This is the repository for the Manifold Airflow DAGs (Directed Acyclic Graphs, e.g., data processing workflows) and related jobs. These DAGs are expected to be run within an Airflow installation akin to the one built by our TUL Airflow Playbook (private repository).
This repository has 3 main groups of files:
- Airflow DAG definition python files (ending with
_dag.py
); - Airflow DAG tasks python files used by the above (starting with
task_
); - and required local development, test, deployment, and CI files (
tests
,configs
,.travis
, Pipfile, etc.).
The following are the Airflow expectations for the DAGs to successfully run:
Libraries & Packages
- Python Version and Packages: see the Pipfile
Airflow Variables
See variables.json
file
Airflow Connections
SOLRCLOUD
: An HTTP Connection used to connect to SolrCloud.AIRFLOW_S3
: An AWS (not S3 with latest Airflow upgrade) Connection used to manage AWS credentials (which we use to interact with our Airflow Data S3 Bucket).

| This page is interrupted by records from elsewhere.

PR #2959, opened 2020-04-17
windows: Disable specifying linger_timeout again

cosmo0920:

None

Enabling SO_LINGER causes tcp port exhaustion on Windows.
This is because dynamic ports are only 16384 (from 49152 to 65535) and
expiring SO_LINGER enabled ports should wait 4 minutes where set by TcpTimeDelay.
Its default value is 4 minutes.
So, we should disable SO_LINGER on Windows to prevent flood of waiting ports.

**Docs Changes**:
No needed.

**Release Note**: 
Same as title

### DIFF
--- a/lib/fluent/plugin/out_forward.rb
+++ b/lib/fluent/plugin/out_forward.rb
@@ -382,7 +382,12 @@ module Fluent::Plugin
           cert_logical_store_name: @tls_cert_logical_store_name,
           cert_use_enterprise_store: @tls_cert_use_enterprise_store,
 
-          linger_timeout: @send_timeout,
+          # Enabling SO_LINGER causes tcp port exhaustion on Windows.
+          # This is because dynamic ports are only 16384 (from 49152 to 65535) and
+          # expiring SO_LINGER enabled ports should wait 4 minutes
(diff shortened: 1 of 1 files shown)


lib/fluent/plugin/out_forward.rb
```diff
@@ -382,7 +382,12 @@ def create_transfer_socket(host, port, hostname, &block)
           cert_logical_store_name: @tls_cert_logical_store_name,
           cert_use_enterprise_store: @tls_cert_use_enterprise_store,
 
-          linger_timeout: @send_timeout,
```
ganmacs, line 385: Does [L399](https://github.com/fluent/fluentd/pull/2959/files#diff-40c0e8c88efdc9a297a9fc63bc2bc69fR399) need the same change?

cosmo0920: I think L399 needn't to apply same change.

cosmo0920:
> Do we still need this change? 7d16531

I'm considering about it.
Enabling linger_timeout should be enabled with keepalive option.
But I do not have enough evidence which is enabling linger_timeout with keepalive is valid on Windows....

PR #2961, opened 2020-04-18
Avoid duplicates in path config

vimalk78:
Avoid duplicates in path config
 - removed duplicate in path config
 - added testcase

Fixes # None

**What this PR does / why we need it**: Avoid duplicates in path config

**Docs Changes**: Needed

**Release Note**:

### DIFF
--- a/lib/fluent/plugin/in_tail.rb
+++ b/lib/fluent/plugin/in_tail.rb
@@ -136,7 +136,7 @@ module Fluent::Plugin
         raise Fluent::ConfigError, "#{rc} are reserved words: #{@path_delimiter}"
       end
 
-      @paths = @path.split(@path_delimiter).map(&:strip)
+      @paths = @path.split(@path_delimiter).map(&:strip).uniq
       if @paths.empty?
         raise Fluent::ConfigError, "tail: 'path' parameter is required on tail input"
       end
@@ -296,7 +296,7 @@ module Fluent::Plugin
                end
         path.include?('*') ? Dir.glob(path) : path
       }.flatten.uniq
-      paths - excluded
+      paths.uniq - excluded
     end
 
     # in_tail with '*' path doesn't check rotation file equality at refresh phase.
--- a/test/plugin/test_in_tail.rb
+++ b/test/plugin/test_in_tail.rb
@@ -102,6 +102,12 @@ class TailInputTest < Test::Unit::TestCase
       assert_equal ["tail.txt", "test2", "tmp,dev"], d.instance.paths
     end
 
+    test "multi paths with same path configured twice" do
+      c = config_element("ROOT", "", { "path" => "test1.txt,test2.txt,test1.txt", "tag" => "t1", "path_delimiter" => "," })
+      d = create_driver(c + PARSE_SINGLE_LINE_CONFIG, false)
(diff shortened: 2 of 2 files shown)


vimalk78:
how to fix the CI errors

lib/fluent/plugin/in_tail.rb
```diff
@@ -136,7 +136,7 @@ def configure(conf)
         raise Fluent::ConfigError, "#{rc} are reserved words: #{@path_delimiter}"
       end
 
-      @paths = @path.split(@path_delimiter).map(&:strip)
+      @paths = @path.split(@path_delimiter).map(&:strip).sort().uniq()
```
ganmacs, line 139: sort is unnecessary
```suggestion
      @paths = @path.split(@path_delimiter).map(&:strip).uniq
```

vimalk78:
> > how to fix the CI errors
> 
> CI errors seem to have nothing with this PR. so just ignore it.
> 
> 
> `@paths` is expanded with `*` or time. So I believe that `uniq` is executed at [here](https://github.com/fluent/fluentd/blob/eaf68654d4d80071a4a149daab5579f094f8ce37/lib/fluent/plugin/in_tail.rb#L308)

The `uniq` is executed on the `@exclude_path`

ganmacs:
Ah, you are right. then `path.uniq - excluded`
https://github.com/fluent/fluentd/blob/eaf68654d4d80071a4a149daab5579f094f8ce37/lib/fluent/plugin/in_tail.rb#L299

vimalk78:
perhaps testcase should assert multiple TailWatchers are not created for same path

vimalk78:
@ganmacs please check the changes.

```
  def create_driver(conf = SINGLE_LINE_CONFIG, use_common_conf = true)
    config = use_common_conf ? COMMON_CONFIG + conf : conf
    Fluent::Test::Driver::Input.new(Fluent::Plugin::TailInput).configure(config)
  end
```
while running the `test_in_tail.rb` , i found that input to `create_driver` already has `path` expanded.
If `path => /var/log/*.log`, the method will receive expanded value of path `/var/log/something/somethod.log`

So i could not fail the `expand_path` test i added. Still i hope the changes are useful.

lib/fluent/plugin/in_tail.rb
```diff
@@ -136,7 +136,7 @@ def configure(conf)
         raise Fluent::ConfigError, "#{rc} are reserved words: #{@path_delimiter}"
       end
 
-      @paths = @path.split(@path_delimiter).map(&:strip)
+      @paths = @path.split(@path_delimiter).map(&:strip).uniq()
```
ganmacs, line 139: unnecessary `()`
```suggestion
      @paths = @path.split(@path_delimiter).map(&:strip).uniq
```

vimalk78: updated

vimalk78:
how to fix the CI failure? need this to pass for PR merge?

ganmacs:
No, This PR has nothing to do with the failure. Just ignore it.

vimalk78:
Anything else i need to do get it merged?

repeatedly:
Looks good.

ganmacs:
Thank you 👍

PR #2962, opened 2020-04-18
Log typo

thejonanshow:
Thanks for the great project :)

No issue, just a typo

This changes a word. You need it because the other word is misspelled.

**Docs Changes**:
I don't think this log line needs any documentation.

**Release Note**: 
Vitally important log message update.


ganmacs:
Thanks!

PR #2967, opened 2020-04-21
removing git dependency

eduardoroliveira:
Fixes #
Removed the git dependency from  the project

We faced a problem installing fluentd from the source in a server that was isolated from internet and did not have git installed. Since the git is only listing the files, this change for a bash code would be enough and could remove that dependency

**Docs Changes**:

**Release Note**:


ganmacs:
-1

The behavior of `find`, `cut` and `grep` are different between OSs(macOS, Linux, Window)
It can cause unexpected behavior.

kenhys:
It seems that this PR is stalled so, I'll close it.

PR #97, opened 2015-04-28
User update endpoint

TheDoubleK:
Adds endpoint to update user details.

Also makes all JSON key camelCase - there will be a corresponding update in the supplier frontend coming soon that will make it use all camelCased JSON keys for users.


app/main/views/users.py
```diff
@@ -36,6 +37,15 @@ def get_user_by_id(user_id):
     return jsonify(users=user.serialize())
 
 
+@main.route('/users', methods=['GET'])
+def get_user_by_email():
+    email_address = request.args.get('email')
```
robyoung: This effectively a required field. I think it would be useful to give a useful 400 error message if it's not provided.

TheDoubleK: Done - although I've gone with 404 rather than 400 due to arguments here (tl;dr: 400 is for syntax errors, and there's nothing wrong with the syntax in this case): http://stackoverflow.com/questions/9454811/which-http-status-code-to-use-for-required-parameters-not-provided

I'm not completely sold on 404 though so happy to go with 400 if you prefer.

PR #99, opened 2015-04-29
Ordering services listing

minglis:
Order list responses by:

- Framework
- Lot
- Service Name

- note this gives the following message under testing:
/Users/martyninglis/Envs/dm-api/lib/python2.7/site-packages/sqlalchemy/sql/base.py:530: SAWarning: Column 'CAST(services.data ->> :data_1 AS VARCHAR)' on table <sqlalchemy.sql.selectable.Select at 0x10de7c390; Select object> being replaced by <sqlalchemy.sql.elements.ColumnClause at 0x10de8dfd0; %(4528261328 anon)s>, which has the same key.  Consider use_labels for select() statements.
  (key, getattr(existing, 'table', None), value))

- Which is an advisory around syntax. To remove this would require using SQLAlchemy select not Flask::SQLAlchemy query for our queries. Whoever picks this up we should chat about implications.

### DIFF
--- a/app/main/views/services.py
+++ b/app/main/views/services.py
@@ -6,6 +6,7 @@ from .. import main
 from ... import db
 from ... import search_api_client
 from ...models import ArchivedService, Service, Supplier, Framework
+from sqlalchemy import asc
 from sqlalchemy.exc import IntegrityError
 from ...validation import detect_framework_or_400, \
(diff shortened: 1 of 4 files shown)


minglis:
Closing for now as logging issues are not fixed.

PR #100, opened 2015-04-29
Do not activate venv if already in a venv

robyoung:


TheDoubleK:
Nice.  Probably should do this in the other apps too.

PR #105, opened 2015-05-02
Only index current frameworks

minglis:
- When PUTing a G4 service (or any expired framework) don't index it.

- Note POSTing G4 fails currently. We shouldn't be updating these so should be OK.


minglis:
CI Issues. Closing this and raising a new pull request to replace it.

PR #108, opened 2015-05-05
Added notion of 'other' to suppliers prefix

minglis:
Allows retrieval of suppliers starting with non-alphanumeric characters

- When getting suppliers the query string can contain the key 'prefix' this is used to retrieve suppliers with names commencing with the letter provided - ie prefix=a returns all the 'A' suppliers

- To support the companies with non-alphanumeric names the prefix param can contain the special value 'other' which will retrieve all the numerics and so on.

### DIFF
--- a/app/main/views/suppliers.py
+++ b/app/main/views/suppliers.py
@@ -1,5 +1,6 @@
 from flask import jsonify, abort, request, current_app
 from sqlalchemy.exc import IntegrityError
+from sqlalchemy import not_
 
 from .. import main
 from ... import db
@@ -11,7 +12,6 @@ from ...utils import pagination_links, drop_foreign_fields, \
 
 @main.route('/suppliers', methods=['GET'])
 def list_suppliers():
-
     try:
         page = int(request.args.get('page', 1))
     except ValueError:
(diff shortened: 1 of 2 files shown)


app/main/views/suppliers.py
```diff
@@ -22,9 +22,13 @@ def list_suppliers():
     suppliers = Supplier.query.order_by(Supplier.name)
 
     if prefix:
-        # case insensitive LIKE comparison for matching supplier names
-        suppliers = suppliers.filter(
-            Supplier.name.ilike(prefix + '%'))
+        if prefix == 'other':
+            suppliers = suppliers.filter(
+                Supplier.name.op('~')('^[^A-z]+'))
```
robyoung: `[A-z]` includes other ascii characters, this should be `[A-Za-z]`.
Also, we are only interested in the first character so the `+` could be removed.

TheDoubleK: It looks as though just [A-Z] works case-insensitively with Postgres regexes, but yes it's probably better to be explicit about lowercase:
```
gdmdev=# select name from supplier where name ~* '^[^A-Z]';
            name
-----------------------------
 4sl Group
 100 Percent IT Ltd
 5NINES Data Centres Limited
 3gamma Limited
 4C Strategies Ltd
 1Tech Limited
 365 ITMS Ltd
 3M United Kingdom
 4Projects
 2T Security Ltd
 23 Technology Ltd
 6 POINT 6
 247 Time Ltd
 365 Response
 2nd Quadrant Limited
 3Cubed Limited
 1st Milestone Ltd
 1Spatial Group Ltd
 3R Telecom Limited
 8x8 Solutions
 4Secure
 3Zero Solutions Limited
(22 rows)
```

minglis: Updated this - I did not know the A-z thing with other chars. Fixed.

PR #111, opened 2015-05-05
Adding clients to supplier response + couple of tests.

pcraig3:
Where `Supplier['clients']` is either a list of client names or an empty list.  
This is in contrast to the way that some of our other keys are not in the response if they have `null` values.

Also added a few tests because I didn't think our unit tests are taking long enough to run.

### DIFF
--- a/app/models.py
+++ b/app/models.py
@@ -113,7 +113,8 @@ class Supplier(db.Model):
             # 'dunsNumber': self.duns_number,
             # 'eSourcingId': self.esourcing_id,
             'contactInformation': contact_information_list,
-            'links': links
+            'links': links,
+            'clients': self.clients
         }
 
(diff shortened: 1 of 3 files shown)


minglis:
Paul and I talked yesterday about the empty array Vs missing key for those suppliers with no clients. What do others think about this model or using an empty list?

TheDoubleK:
I don't mind an empty list - it feels much more descriptive than a null for some reason.  As we had in a previous discussion though - clients shouldn't be dependent on particular keys existing; it's the values of keys that do exist they should be worrying about.

TheDoubleK:
:+1: All looks good to me - happy to merge if we agree to return keep empty client arrays. I think either way should be fine though.

PR #114, opened 2015-05-06
Ordering services listing

allait:


TheDoubleK:
Is there a story attached to this PR at all? Is it for the A-Z pages?

app/main/views/services.py
```diff
@@ -41,6 +43,10 @@ def list_services():
 
     services = Service.query.filter(
         Service.framework.has(Framework.expired == false())
+    ).order_by(
+        asc(Service.framework_id),
```
TheDoubleK: The framework_id is an internal database ID - not guaranteed to be in any particular order, it will depend how the migrations ran and what mood Postgres was in at the time.  (I know that in fact it will probably give us the order we want, but I don't think we should rely on it.)
Below is how my Frameworks table looks, but I'm sure I looked in the preview (or maybe prod) DB and the IDs were completely different - I think one framework had ID 60 or something.
```
digitalmarketplace=# select * from frameworks;
 id |   name    | expired
----+-----------+---------
  1 | G-Cloud 6 | f
  2 | G-Cloud 4 | t
  3 | G-Cloud 5 | f
(3 rows)
```

app/main/views/services.py
```diff
@@ -6,13 +6,15 @@
...
+from sqlalchemy.sql.expression import false
 from ...validation import detect_framework_or_400, \
     validate_updater_json_or_400, is_valid_service_id_or_400
 from ...utils import url_for, pagination_links, drop_foreign_fields, link, \
     json_has_matching_id, get_json_from_request, json_has_required_keys, \
     display_list
+from sqlalchemy.types import String
 
 
 @main.route('/')
```
TheDoubleK: Why do we want ordering on the "fetch all" endpoint?  JSON isn't supposed to be ordered...

app/main/views/services.py
```diff
@@ -41,6 +43,10 @@ def list_services():
 
     services = Service.query.filter(
         Service.framework.has(Framework.expired == false())
+    ).order_by(
```
TheDoubleK: Actually, I think the point does make sense - why do we want ordering on the "fetch all services" endpoint by default? JSON isn't supposed to be ordered...

If the story is the supplier page then perhaps ordering should only be applied to queries with a supplier - i.e. in the `if supplier_id is not None:` part of the method.

allait: I'm not sure what you mean by "JSON isn't supposed to be ordered". We return a list of services, lists are inherently ordered.

In case of postgres, not having ordered_by results in the "whatever is fastest" order and it's not really clear what are the guarantees it provides: i.e. does it stay the same between page requests, or is it possible to get duplicate services if order changes between page requests.

TheDoubleK: I'm pretty sure the way pagination is implemented by Flask we are guaranteed not to get duplicates on the next page - I think pagination links in the API responses contain a token that references a specific query.

app/main/views/services.py
allait: Migrations are ordered and even though we do have occasional issues applying them, I don't think we can end up with different order on different environments, especially since we deploy the same version to all the stages. So I'm not sure what's the concern here.

ID order is more arbitrary than name order would be, but unless we have another preference, I don't think it's a problem.

app/main/views/services.py
allait: I'm not sure if that's true (at least not due to anything Pagination does). The next page link in the API response only has `?page=n` and the `.paginate` method doesn't add an `order_by`.

PR #117, opened 2015-05-08
Index or Delete services in search_api if status changes.

pcraig3:
- Re-index the service when it's state has been *changed* to `published` from any other state
- Delete the service from elasticsearch when its state has been changed (to either `enabled` or `disabled`) from `published`

If we `publish` a Service that was previously published (for example), we will still return a successful response, but we won't bother with updating elasticsearch. 
Similarly, we don't delete anything from elasticsearch if a service goes from 'disabled' to 'enabled' or vice-versa.

***

Also moved some of the `search_api_client.index()` calls out of try/except loops because I think it makes it more readable.

### DIFF
--- a/tests/app/views/test_services.py
+++ b/tests/app/views/test_services.py
@@ -5,6 +5,7 @@ from nose.tools import assert_equal, assert_in, assert_not_equal, \
     assert_almost_equal, assert_false, assert_is_not_none
 
 from app.models import Service, Supplier, ContactInformation, Framework
+import mock
 from mock import Mock
 from app import db, search_api_client
 from ..helpers import BaseApplicationTest, JSONUpdateTestMixin, \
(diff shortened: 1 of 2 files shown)


tests/app/views/test_services.py
```diff
@@ -986,6 +986,185 @@ def test_should_not_index_on_service_on_expired_frameworks(self):
...
+            content_type='application/json'
+        )
+
+    def test_should_index_on_service_status_changed_to_published(self):
+
+        old_status = 'enabled'
+        new_status = 'published'
+
+        search_api_client.index = Mock(return_value=True)
+        search_api_client.delete = Mock(return_value=True)
```
robyoung: I think this would be safer using `mock.patch`. Currently this is leaving the search API client's index and delete methods mocked after the test is done.

robyoung:
The solution looks good to me. I think the tests could be simplified a bit.

tests/app/views/test_services.py
pcraig3: Here, I was modelling it on [these tests](https://github.com/alphagov/digitalmarketplace-api/blob/master/tests/app/views/test_services.py#L922) in the `TestShouldCallSearchApiOnPost` class.  
Should I have two patch declarations before every test then?

allait: I think you can patch them in `setUp`/`tearDown` and overwrite the `return_value` in the individual tests if needed.

tests/app/views/test_services.py
```diff
@@ -5,6 +5,7 @@
     assert_almost_equal, assert_false, assert_is_not_none
 
 from app.models import Service, Supplier, ContactInformation, Framework
+import mock
 from mock import Mock
```
pcraig3: Gonna to remove importing `Mock` in a separate branch.

PR #118, opened 2015-05-10
Move test db migration to package setup

robyoung:
This speeds the tests up a lot (~45 seconds down to ~16).

Move the running of all migrations and dropping of all tables to a package
setup which means that it's only run once for all tests in that package.
The contents of tables are dropped after each test.

One bad thing in this pull request is that because we bootstrap the
frameworks table in migrations we have to do that bootstrapping manually
in the tests as well.

### DIFF
--- a/tests/app/helpers.py
+++ b/tests/app/helpers.py
@@ -1,6 +1,4 @@
 from __future__ import absolute_import
-from flask.ext.migrate import Migrate, MigrateCommand
-from flask.ext.script import Manager
 
 import os
 import json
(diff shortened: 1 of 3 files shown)


tests/app/helpers.py
```diff
@@ -71,9 +51,16 @@ def setup_authorization(self):
     def do_not_provide_access_token(self):
         self.app.wsgi_app = self.app.wsgi_app.app
 
-    def apply_migrations(self):
+    def setup_frameworks(self):
         with self.app.app_context():
-            upgrade(self.config, 'head')
+            if Framework.query.count() == 0:
```
minglis: Is it possible to exclude reference tables from the delete data phase? We could keep some record of bootstrapped tables and ignore them.

I can see some of these tables becoming more complex in our future.

tests/app/helpers.py
```diff
@@ -157,8 +144,8 @@ def teardown_authorization(self):
     def teardown_database(self):
         with self.app.app_context():
             db.session.remove()
-            db.drop_all()
-            db.engine.execute("drop table alembic_version")
+            for table in reversed(db.metadata.sorted_tables):
+                db.engine.execute(table.delete())
```
TheDoubleK: As discussed in real life - if we don't delete from Frameworks then we won't need the `setup_frameworks` method at all.

PR #119, opened 2015-05-10
Refactor json schemas

robyoung:
## Change JSON schema ids to titles
The spec states that ids must be valid URIs [1].
The title field [2] has no such restriction and seems more appropriate.

[1] http://json-schema.org/latest/json-schema-core.html#anchor27
[2] http://json-schema.org/latest/json-schema-validation.html#anchor98

## 	Refactor G6 IaaS priceInterval regex
Rather than having two empty alternation options doesn't compile in some
languages.

## Only test schemas with .json extension
Before this change tests fail if you have a schema open in vim (because
of the vim swap file).

### DIFF
--- a/tests/test_validation.py
+++ b/tests/test_validation.py
@@ -36,7 +36,7 @@ def test_for_valid_service_id():
 def test_all_schemas_are_valid():
     for file_name in os.listdir('json_schemas'):
         file_path = 'json_schemas/%s' % file_name
-        if os.path.isfile(file_path):
+        if os.path.isfile(file_path) and file_path.endswith(".json"):
             yield check_schema_file, file_path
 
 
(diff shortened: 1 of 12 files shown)


tests/test_validation.py
```diff
@@ -36,7 +36,7 @@ def test_for_valid_service_id():
 def test_all_schemas_are_valid():
     for file_name in os.listdir('json_schemas'):
         file_path = 'json_schemas/%s' % file_name
-        if os.path.isfile(file_path):
+        if os.path.isfile(file_path) and file_path.endswith(".json"):
```
TheDoubleK: I'd be tempted to say that there probably shouldn't ever be any non-json files in the `json_schemas` directory, so throwing an error here (rather than skipping them) might be the right thing.

PR #120, opened 2015-05-11
Swap `Mock`s for `mock.patch`es

pcraig3:
Replace all of the `Mock()` constructors in our unit tests with `@mock.patch()` decorators because this way we're not introducing persistent Mock objects unintentionally.

Note that merging this change before my [Index or Delete services](https://github.com/alphagov/digitalmarketplace-api/pull/117) one probably bring about a merge conflict because this one removes an import statement.

### DIFF
--- a/tests/app/views/test_services.py
+++ b/tests/app/views/test_services.py
@@ -6,8 +6,7 @@ from nose.tools import assert_equal, assert_in, assert_not_equal, \
 
 from app.models import Service, Supplier, ContactInformation, Framework
 import mock
-from mock import Mock
-from app import db, search_api_client
+from app import db
 from ..helpers import BaseApplicationTest, JSONUpdateTestMixin, \
     TEST_SUPPLIERS_COUNT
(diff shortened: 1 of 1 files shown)


tests/app/views/test_services.py
```diff
@@ -863,12 +868,13 @@ def test_should_not_index_on_service_put_if_db_exception(self):
                 content_type='application/json')
 
             assert_equal(search_api_client.index.called, False)
-            db.session.commit = Mock(side_effect=c)
             db.session.rollback()
```
pcraig3: Can we do without this?  The tests pass whether it's there or not.
Since we delete everything in the database after each test, we probably don't need the rollback, right?

robyoung: I think we do but give it a try. We have only mocked out the commit so the deletes / updates are still going through. If we do not either roll back or commit I think that subsequent calls may break.

pcraig3:
:+1:

PR #121, opened 2015-05-11
Add import-from-api script

allait:
Allows copying services from one API endpoint to another: e.g. to
copy data between environments.


robyoung:
In order to work this depends on https://github.com/alphagov/digitalmarketplace-api/pull/122. Code wise it looks fine though and it doesn't affect the app so I'm going to merge.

The following commands are available for local testing and development:
make up
: Sets up local airflow with these dags.make down
: Close the local setup.make reload
: Reload configurations for local setup.make tty-webserver
: Enter airflow webserver container instance.make tty-worker
: Enter airflow worker container instance.make tty-schedular
: Enter airflow schedular contain instance.